Several comments to my 02/17/02007 post have noted that in a future transparent society, no one will make fun of their friends’ past postings because everyone will be in the same confessory boat. The problem with this argument is that we don’t judge behavior by the standards of the time when it occurred; rather, we consistently engage in retroactive opprobrium — retroprobrium — judging past actions by present standards.
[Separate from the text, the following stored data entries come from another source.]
PR #913, opened 2022-04-19
Fix Docker condition for MOFED drivers

jbloxham:


.ci/Jenkinsfile
```diff
@@ -2,7 +2,7 @@ pCloud = "colo-research-01"
 gitUrl = null
 gitBranch = null
 gitCommit = null
-pTimeout = '1800' // in seconds
+pTimeout = '3600' // in seconds
```
ravi-mosaicml, line 5: Can you make this timeout just for the docker build, rather than globally? Will need a new variable.

PR #914, opened 2022-04-19
Log the rank zero seed via the logger

ravi-mosaicml:
You know something's wrong if it's not 42.


A-Jacobson (approved):
Lgtm: wouldn't want to forget the most important hyperparameter.

hanlint (changes requested):

PR #916, opened 2022-04-19
Fix failing CPU memory monitor test

hanlint:
`make test` fails when run on a GPU machine because `test_memory_monitor_cpu` still picks up on active GPU memory from other tests / concurrent jobs and debugging sessions.

This PR skips `test_memory_monitor_cpu` if GPU devices are available. This should not affect our CI/CD since we run CPU tests in a CPU machine.


ravi-mosaicml (approved):
LGTM

PR #917, opened 2022-04-19
Fix the launcher script

ravi-mosaicml:
Killing by process group ID was accidentally killing the launcher script before it could terminate child processes. Instead, the launcher script will attempt the SIGTERM kill with just the PID. If that fails, then it will attempt a SIGKILL kill with the PID and all child process PIDs. This is necessary since, during a SIGKILL, the killed process cannot intercept the signal to manually terminate its children.

This approach also ensures that when the launcher script is killed via SIGKILL by the process group ID, or via SIGTERM by the process ID, all training processes also are killed. If we were to instead give each training process a new process group ID, then killing the launcher script via process group ID would result in zombie training processes, as the SIGKILL would not propagate to different process groups.

Manually tested this approach in the terminal.

### DIFF
--- a/composer/cli/launcher.py
+++ b/composer/cli/launcher.py
@@ -1,5 +1,4 @@
 # Copyright 2021 MosaicML. All Rights Reserved.
-
 import datetime
 import logging
 import os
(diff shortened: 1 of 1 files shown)


Landanjs (approved):
The functionality LGTM! Resolves the issue for my specific example.

There is some extra printouts from the dataloader workers after rank 0 process exits, but @ravi-mosaicml thinks this is an issue on PyTorch's end.

Again, can't say much about the code 😅

jbloxham (approved):
LGTM - looks like these changes will improve UX a lot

Consider early baby boomers and marijuana. For college students in the late ‘60s and early ‘70s, it was odd if one hadn’t tried a joint at least once, and of course perfectly acceptable among peers (whether they smoked or not) if one toked regularly. In fact, smoking dope was viewed more favorably than smoking cigarettes. But jump ahead a few decades, and the ‘60s-era boomers from President Clinton on down are now roundly criticized for ever having touched the devil weed, often by members of their same age cohort who themselves once inhaled. Like every generation before, they are rewriting their personal histories, editing out now-unfashionable facts and emphasizing what is still cool. To hear them tell, only a few ’60s-era boomers ever smoked dope and every single last one of them was at Woodstock.
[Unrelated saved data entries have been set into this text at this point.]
PR #918, opened 2022-04-19
Attempt to destroy process groups after each test runs

hanlint:
This could potentially fix the issues seen in #831 , but local testing reveals significant errors. Opening this for feedback.

### DIFF
--- a/tests/conftest.py
+++ b/tests/conftest.py
@@ -7,6 +7,7 @@ from typing import List, Optional
 
 import pytest
 import torch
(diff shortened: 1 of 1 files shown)


ravi-mosaicml:
Until pytorch fixes the issues with properly destroying process groups, so a new one can be created at the same port, this won't work.

ravi-mosaicml:
Closing for https://github.com/mosaicml/composer/pull/919

PR #919, opened 2022-04-19
Fix Distributed Timeouts

ravi-mosaicml:
A logger test that was manually initializing dist configured the timeout to be too low, resulting in timeouts in other tests.


jbloxham (approved):
LGTM, as long as it passes.

PR #1368, opened 2022-08-05
Clean up unused exception

mvpatel2000:
As title. Diff is large, but I just removed the exception and unindented. We can add this back if we want to use it, but I'm pro simplifying code and not leaving in dead snippets. Fixes CO-864


hanlint:
Hmm I believe we needed this for the `Benchmarker` code to work, cc: @abhi-mosaic ?

ravi-mosaicml (approved):
LGTM; per the PR comment I did not validate the diff.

Social mores change — back and forth, back and forth. Today’s permission is tomorrow’s prohibition, and thus today’s teens will discover that they too will be caught up in this endless cycle when they reach mid-life. So the fact that pouring one’s teenage soul out in a blog or a MySpace page is commonplace today is no guarantee that the same generation will not engage in pious, tongue-clicking retroprobrium a few decades from now.